__What is needed__: Each line below containing the word "deleted" needs to be shown.

=== Information given ===

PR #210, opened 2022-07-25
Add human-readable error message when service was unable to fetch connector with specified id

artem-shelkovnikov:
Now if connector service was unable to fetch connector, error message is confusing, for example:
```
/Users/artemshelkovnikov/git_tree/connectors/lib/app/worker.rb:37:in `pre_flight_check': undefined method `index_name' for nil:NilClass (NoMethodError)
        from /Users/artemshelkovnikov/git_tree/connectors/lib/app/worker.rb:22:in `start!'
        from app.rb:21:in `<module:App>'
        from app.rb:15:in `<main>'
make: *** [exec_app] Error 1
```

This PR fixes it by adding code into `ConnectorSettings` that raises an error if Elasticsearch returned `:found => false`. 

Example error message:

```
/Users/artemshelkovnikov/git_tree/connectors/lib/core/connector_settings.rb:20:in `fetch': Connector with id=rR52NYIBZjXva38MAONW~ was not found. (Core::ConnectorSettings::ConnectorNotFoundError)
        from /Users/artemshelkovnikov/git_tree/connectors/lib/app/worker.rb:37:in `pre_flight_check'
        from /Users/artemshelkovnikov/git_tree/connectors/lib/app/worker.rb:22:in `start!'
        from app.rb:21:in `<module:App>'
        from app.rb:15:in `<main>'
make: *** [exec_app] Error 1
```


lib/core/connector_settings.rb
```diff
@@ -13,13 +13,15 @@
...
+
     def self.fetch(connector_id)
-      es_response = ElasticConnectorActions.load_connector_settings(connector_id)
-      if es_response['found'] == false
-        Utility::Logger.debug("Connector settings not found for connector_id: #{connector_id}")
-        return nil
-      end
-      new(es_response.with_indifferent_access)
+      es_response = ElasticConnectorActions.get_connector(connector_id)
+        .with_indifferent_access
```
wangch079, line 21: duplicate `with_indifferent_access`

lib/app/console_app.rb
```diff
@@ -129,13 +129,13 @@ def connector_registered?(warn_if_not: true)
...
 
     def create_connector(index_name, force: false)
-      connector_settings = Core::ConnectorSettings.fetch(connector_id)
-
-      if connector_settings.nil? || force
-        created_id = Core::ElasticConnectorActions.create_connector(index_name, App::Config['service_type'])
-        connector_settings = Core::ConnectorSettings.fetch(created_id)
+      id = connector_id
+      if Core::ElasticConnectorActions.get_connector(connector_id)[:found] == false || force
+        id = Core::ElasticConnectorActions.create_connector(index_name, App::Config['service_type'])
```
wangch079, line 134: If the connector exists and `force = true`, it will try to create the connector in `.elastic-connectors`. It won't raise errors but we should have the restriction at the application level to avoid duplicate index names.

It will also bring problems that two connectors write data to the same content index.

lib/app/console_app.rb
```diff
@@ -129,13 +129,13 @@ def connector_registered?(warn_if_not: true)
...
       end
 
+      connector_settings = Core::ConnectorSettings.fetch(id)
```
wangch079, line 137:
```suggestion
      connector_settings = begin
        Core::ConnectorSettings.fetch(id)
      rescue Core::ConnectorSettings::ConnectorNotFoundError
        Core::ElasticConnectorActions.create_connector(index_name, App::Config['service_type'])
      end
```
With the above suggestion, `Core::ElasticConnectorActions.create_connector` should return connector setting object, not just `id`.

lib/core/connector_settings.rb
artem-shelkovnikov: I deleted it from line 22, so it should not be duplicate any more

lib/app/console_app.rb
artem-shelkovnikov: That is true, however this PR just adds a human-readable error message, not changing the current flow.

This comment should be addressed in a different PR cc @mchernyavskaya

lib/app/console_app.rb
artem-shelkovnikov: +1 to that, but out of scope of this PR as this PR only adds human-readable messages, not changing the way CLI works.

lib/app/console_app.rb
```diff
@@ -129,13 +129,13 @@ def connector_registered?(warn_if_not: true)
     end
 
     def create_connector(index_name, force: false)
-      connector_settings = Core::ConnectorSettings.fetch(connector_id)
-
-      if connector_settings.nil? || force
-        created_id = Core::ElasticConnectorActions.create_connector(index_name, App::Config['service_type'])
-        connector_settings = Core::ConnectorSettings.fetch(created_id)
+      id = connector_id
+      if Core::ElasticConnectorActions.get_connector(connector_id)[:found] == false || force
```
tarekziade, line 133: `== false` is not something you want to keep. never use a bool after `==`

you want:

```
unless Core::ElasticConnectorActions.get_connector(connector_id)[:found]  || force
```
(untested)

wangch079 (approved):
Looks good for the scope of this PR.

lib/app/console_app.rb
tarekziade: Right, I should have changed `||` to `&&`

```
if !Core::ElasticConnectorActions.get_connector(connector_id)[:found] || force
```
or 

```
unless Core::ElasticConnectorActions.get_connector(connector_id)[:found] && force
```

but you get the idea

===
=== Information given ===

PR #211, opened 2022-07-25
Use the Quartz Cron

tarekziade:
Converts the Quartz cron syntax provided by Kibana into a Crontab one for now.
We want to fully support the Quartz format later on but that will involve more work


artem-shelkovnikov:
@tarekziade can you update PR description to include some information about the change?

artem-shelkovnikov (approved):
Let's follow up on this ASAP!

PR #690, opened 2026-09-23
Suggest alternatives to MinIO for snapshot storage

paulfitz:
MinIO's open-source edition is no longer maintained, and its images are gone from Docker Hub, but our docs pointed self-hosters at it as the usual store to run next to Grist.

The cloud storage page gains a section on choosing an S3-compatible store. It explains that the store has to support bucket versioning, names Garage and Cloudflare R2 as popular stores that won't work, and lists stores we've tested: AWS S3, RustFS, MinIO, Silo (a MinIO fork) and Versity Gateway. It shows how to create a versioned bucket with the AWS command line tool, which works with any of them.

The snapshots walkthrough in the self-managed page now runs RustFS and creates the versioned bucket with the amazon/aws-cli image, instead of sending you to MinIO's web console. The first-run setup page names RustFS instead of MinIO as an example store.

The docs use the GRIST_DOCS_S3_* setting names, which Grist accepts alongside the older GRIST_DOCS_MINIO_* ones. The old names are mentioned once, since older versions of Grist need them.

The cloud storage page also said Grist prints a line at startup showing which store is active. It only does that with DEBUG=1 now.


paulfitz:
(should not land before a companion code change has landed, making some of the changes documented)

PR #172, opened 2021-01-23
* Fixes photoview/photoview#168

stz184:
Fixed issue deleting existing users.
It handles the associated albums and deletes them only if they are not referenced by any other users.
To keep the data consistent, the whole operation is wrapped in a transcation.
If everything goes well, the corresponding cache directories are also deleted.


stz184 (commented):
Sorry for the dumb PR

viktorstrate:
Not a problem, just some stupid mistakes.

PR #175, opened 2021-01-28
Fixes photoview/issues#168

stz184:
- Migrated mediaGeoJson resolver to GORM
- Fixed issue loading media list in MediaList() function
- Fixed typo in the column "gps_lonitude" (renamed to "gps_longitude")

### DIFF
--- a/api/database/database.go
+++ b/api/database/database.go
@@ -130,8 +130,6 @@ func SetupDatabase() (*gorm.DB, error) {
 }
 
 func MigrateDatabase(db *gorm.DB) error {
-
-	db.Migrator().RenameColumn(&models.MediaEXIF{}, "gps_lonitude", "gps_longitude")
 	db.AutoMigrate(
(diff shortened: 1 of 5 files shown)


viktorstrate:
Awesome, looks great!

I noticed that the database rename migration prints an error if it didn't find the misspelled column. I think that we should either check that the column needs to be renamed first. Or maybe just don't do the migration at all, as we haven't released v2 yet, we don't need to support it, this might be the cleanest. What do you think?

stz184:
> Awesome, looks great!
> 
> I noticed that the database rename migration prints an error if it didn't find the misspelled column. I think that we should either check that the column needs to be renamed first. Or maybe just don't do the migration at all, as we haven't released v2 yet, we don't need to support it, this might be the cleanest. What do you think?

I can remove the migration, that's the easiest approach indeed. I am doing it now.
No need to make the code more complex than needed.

===
=== Information given ===

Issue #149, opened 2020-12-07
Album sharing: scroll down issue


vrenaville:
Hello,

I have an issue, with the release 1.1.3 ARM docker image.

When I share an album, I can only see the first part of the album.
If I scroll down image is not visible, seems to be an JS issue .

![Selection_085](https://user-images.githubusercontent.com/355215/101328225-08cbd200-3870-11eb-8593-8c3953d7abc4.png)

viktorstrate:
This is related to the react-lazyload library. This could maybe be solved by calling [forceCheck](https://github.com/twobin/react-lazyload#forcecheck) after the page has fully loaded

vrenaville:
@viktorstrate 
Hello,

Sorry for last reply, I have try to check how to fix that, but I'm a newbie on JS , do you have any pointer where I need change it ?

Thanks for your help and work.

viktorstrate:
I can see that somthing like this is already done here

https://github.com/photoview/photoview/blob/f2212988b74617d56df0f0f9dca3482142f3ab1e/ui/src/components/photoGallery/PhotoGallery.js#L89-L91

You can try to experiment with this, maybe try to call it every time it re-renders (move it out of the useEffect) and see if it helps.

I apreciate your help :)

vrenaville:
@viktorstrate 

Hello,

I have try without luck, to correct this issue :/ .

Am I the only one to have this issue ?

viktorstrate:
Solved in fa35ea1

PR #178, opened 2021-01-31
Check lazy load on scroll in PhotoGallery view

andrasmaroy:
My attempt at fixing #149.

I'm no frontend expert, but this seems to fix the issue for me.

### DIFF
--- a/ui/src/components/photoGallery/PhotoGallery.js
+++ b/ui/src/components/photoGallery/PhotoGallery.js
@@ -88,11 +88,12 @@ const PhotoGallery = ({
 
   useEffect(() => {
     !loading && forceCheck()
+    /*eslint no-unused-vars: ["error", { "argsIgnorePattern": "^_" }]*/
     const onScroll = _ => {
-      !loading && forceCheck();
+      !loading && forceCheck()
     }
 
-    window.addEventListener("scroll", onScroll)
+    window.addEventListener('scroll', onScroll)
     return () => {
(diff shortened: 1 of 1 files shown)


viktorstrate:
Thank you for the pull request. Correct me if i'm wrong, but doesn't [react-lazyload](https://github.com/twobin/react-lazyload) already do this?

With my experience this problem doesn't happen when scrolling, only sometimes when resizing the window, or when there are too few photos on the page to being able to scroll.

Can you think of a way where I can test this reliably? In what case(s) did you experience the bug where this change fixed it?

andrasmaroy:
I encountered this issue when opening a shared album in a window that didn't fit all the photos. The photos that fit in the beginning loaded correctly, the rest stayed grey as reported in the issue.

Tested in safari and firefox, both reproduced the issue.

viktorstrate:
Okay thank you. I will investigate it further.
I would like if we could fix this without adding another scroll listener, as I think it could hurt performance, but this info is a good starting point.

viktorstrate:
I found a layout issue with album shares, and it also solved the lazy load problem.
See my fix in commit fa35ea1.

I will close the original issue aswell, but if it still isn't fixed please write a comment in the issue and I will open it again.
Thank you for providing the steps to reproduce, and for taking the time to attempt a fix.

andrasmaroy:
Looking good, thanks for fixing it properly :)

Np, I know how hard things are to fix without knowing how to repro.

===

__Response to the exercise__:
artem-shelkovnikov: I deleted it from line 22, so it should not be duplicate any more
If everything goes well, the corresponding cache directories are also deleted.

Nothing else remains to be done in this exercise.